*** The input
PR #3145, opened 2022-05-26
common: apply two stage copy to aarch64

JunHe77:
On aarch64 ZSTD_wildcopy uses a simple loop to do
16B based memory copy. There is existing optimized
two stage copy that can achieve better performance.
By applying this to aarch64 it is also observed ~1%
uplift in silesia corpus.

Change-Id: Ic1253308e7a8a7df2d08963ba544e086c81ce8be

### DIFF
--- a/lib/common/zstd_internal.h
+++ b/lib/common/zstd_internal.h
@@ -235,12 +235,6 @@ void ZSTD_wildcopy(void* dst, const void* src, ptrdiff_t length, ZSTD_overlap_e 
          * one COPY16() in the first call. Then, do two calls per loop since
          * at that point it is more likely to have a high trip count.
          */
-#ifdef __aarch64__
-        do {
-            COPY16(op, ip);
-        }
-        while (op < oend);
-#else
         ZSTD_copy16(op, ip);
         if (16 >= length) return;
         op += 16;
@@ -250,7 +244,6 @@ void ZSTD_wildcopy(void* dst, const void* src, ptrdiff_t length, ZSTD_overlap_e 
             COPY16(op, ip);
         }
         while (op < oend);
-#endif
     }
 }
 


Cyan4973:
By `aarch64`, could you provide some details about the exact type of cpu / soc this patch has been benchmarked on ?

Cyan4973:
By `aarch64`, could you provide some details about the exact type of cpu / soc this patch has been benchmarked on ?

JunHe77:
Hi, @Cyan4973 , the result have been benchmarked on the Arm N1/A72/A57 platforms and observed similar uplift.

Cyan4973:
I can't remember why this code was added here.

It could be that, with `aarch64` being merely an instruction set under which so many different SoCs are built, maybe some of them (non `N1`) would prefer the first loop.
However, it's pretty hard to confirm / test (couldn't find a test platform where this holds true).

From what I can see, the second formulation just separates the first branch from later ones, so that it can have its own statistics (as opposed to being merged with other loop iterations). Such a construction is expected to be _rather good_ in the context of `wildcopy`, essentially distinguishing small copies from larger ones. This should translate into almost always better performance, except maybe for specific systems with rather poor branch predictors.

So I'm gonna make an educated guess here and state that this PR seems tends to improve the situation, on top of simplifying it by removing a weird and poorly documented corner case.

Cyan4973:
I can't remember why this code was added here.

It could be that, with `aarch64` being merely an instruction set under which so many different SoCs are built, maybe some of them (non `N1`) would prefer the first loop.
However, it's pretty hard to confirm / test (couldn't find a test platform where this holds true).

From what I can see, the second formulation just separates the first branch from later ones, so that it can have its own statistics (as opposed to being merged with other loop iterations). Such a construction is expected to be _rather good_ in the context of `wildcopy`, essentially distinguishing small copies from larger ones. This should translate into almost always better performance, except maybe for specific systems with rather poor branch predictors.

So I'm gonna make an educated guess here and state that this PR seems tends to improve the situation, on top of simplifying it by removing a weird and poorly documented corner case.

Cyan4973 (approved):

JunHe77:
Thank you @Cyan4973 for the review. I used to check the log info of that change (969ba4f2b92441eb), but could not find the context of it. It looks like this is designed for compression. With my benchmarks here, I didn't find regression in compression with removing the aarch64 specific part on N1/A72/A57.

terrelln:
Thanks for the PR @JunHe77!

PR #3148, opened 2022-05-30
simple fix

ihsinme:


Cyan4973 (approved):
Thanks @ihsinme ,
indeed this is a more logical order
******
*** The input
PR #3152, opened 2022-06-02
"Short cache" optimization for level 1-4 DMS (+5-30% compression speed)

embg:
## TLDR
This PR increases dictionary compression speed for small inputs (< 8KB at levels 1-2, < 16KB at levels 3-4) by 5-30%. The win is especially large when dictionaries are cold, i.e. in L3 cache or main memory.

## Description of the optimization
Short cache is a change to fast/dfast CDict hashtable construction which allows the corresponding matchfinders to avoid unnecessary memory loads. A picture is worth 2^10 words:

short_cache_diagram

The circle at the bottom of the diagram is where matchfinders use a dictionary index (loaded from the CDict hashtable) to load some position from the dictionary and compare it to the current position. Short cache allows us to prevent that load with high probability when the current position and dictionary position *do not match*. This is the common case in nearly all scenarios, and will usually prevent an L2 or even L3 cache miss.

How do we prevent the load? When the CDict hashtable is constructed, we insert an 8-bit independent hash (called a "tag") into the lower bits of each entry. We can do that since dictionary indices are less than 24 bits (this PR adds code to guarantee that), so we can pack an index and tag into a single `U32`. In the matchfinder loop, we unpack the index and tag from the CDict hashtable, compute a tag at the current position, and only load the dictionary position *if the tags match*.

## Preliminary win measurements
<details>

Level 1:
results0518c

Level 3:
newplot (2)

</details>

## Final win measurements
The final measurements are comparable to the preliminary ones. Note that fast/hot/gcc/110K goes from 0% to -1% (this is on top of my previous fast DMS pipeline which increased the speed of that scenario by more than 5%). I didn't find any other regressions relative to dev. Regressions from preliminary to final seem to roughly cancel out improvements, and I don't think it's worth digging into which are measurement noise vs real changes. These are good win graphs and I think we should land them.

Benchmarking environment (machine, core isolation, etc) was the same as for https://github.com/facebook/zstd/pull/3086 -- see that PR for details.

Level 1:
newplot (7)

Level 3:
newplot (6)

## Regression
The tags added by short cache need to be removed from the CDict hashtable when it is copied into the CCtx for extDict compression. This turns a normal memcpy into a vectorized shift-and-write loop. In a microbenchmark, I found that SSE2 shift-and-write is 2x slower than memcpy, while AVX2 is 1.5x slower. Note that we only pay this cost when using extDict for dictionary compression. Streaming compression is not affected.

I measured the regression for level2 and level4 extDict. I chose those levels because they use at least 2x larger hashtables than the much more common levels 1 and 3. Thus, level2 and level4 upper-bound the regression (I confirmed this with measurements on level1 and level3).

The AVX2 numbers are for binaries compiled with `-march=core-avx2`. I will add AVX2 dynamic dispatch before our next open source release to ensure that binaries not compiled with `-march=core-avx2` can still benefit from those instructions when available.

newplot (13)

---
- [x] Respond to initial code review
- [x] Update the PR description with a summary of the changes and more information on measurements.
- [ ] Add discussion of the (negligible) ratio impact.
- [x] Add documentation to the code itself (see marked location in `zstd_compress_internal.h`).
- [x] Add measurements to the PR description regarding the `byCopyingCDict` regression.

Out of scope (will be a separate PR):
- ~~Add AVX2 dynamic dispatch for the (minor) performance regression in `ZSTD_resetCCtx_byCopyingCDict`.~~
******
*** The input
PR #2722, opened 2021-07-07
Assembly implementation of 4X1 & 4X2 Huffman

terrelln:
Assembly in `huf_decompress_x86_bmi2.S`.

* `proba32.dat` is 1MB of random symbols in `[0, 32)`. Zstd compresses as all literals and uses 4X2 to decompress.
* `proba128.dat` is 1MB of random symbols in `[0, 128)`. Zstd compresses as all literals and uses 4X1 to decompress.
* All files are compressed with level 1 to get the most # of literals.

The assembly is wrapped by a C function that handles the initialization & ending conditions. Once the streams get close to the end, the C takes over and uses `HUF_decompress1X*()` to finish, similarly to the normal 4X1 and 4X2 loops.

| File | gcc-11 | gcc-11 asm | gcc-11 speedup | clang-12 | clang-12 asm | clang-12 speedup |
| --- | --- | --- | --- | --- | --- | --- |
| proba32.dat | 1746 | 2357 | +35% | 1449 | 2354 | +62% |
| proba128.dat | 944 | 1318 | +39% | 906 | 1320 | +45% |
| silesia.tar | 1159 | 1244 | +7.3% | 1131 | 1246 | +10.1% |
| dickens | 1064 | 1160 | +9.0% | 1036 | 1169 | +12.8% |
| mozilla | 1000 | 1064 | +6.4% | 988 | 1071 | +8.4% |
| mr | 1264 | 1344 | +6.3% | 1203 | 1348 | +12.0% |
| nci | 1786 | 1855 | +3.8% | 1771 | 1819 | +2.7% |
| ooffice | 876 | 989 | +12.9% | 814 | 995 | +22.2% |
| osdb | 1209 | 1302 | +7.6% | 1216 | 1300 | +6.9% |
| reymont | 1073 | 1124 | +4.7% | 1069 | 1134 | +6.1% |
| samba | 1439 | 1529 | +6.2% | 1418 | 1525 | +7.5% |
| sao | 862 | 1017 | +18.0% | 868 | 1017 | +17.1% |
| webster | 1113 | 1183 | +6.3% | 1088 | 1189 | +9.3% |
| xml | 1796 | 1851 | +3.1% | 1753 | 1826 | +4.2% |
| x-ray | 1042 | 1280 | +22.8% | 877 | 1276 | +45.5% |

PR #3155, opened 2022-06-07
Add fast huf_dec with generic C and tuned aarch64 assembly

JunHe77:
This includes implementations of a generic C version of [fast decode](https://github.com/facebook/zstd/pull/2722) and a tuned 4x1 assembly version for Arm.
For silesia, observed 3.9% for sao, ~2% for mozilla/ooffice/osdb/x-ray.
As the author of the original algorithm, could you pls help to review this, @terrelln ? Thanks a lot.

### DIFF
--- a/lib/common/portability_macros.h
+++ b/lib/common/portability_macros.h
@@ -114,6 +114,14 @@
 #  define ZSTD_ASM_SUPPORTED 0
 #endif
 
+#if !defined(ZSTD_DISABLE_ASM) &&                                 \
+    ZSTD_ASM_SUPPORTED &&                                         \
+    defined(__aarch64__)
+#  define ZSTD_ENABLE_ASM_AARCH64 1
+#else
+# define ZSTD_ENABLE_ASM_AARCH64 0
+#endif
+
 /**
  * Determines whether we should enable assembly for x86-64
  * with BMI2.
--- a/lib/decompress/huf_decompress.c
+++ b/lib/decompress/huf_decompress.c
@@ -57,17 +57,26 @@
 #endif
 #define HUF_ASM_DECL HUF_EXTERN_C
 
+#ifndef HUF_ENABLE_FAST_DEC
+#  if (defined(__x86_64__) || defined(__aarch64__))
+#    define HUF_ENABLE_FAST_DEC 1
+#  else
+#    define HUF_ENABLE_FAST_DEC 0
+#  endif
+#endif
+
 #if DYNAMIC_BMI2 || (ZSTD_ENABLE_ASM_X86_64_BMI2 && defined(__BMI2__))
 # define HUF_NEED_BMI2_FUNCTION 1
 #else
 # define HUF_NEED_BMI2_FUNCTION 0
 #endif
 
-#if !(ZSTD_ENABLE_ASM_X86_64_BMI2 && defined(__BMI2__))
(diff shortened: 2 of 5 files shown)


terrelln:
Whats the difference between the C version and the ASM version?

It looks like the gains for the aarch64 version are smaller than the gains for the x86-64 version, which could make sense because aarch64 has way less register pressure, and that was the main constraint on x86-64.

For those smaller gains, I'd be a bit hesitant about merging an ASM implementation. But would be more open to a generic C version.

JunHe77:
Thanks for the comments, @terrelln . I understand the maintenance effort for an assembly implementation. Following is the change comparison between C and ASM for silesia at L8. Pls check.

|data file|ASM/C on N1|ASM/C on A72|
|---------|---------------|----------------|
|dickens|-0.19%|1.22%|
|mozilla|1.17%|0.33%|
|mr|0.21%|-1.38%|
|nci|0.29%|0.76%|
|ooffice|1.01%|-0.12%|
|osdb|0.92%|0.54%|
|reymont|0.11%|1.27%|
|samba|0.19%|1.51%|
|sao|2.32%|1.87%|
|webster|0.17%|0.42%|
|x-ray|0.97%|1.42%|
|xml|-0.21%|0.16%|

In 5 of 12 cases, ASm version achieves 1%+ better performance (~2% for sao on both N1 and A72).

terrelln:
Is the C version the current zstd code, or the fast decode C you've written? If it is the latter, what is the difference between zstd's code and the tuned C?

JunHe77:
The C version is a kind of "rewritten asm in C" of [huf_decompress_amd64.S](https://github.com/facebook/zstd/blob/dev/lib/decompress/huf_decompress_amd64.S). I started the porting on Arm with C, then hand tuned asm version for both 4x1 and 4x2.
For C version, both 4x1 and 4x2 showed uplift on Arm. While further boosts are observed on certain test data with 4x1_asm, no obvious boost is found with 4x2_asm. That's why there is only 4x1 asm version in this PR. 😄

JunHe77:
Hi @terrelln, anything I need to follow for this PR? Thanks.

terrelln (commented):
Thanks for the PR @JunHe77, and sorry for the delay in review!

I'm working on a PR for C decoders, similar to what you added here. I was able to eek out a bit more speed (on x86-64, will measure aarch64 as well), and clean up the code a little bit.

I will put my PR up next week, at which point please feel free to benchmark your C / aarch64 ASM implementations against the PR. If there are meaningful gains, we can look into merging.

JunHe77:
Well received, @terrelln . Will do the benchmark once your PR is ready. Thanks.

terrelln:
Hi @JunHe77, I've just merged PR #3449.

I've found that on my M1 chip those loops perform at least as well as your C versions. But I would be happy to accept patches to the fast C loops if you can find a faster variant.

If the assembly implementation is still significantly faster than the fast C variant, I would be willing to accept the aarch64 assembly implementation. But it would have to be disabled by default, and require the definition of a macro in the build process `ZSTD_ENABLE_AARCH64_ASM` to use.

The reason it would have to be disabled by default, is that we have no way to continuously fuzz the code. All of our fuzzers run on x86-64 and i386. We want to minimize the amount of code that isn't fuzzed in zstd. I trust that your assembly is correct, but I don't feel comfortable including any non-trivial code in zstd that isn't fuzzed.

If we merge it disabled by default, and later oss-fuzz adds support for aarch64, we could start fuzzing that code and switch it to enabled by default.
******
:: Exercise ::
From the entries above, return exactly the line containing "Hi @JunHe77, I've just merged PR #3449.", the line containing "I've found that", and all lines between, and nothing else.

:: Answer to this exercise ::
Hi @JunHe77, I've just merged PR #3449.

I've found that on my M1 chip those loops perform at least as well as your C versions. But I would be happy to accept patches to the fast C loops if you can find a faster variant.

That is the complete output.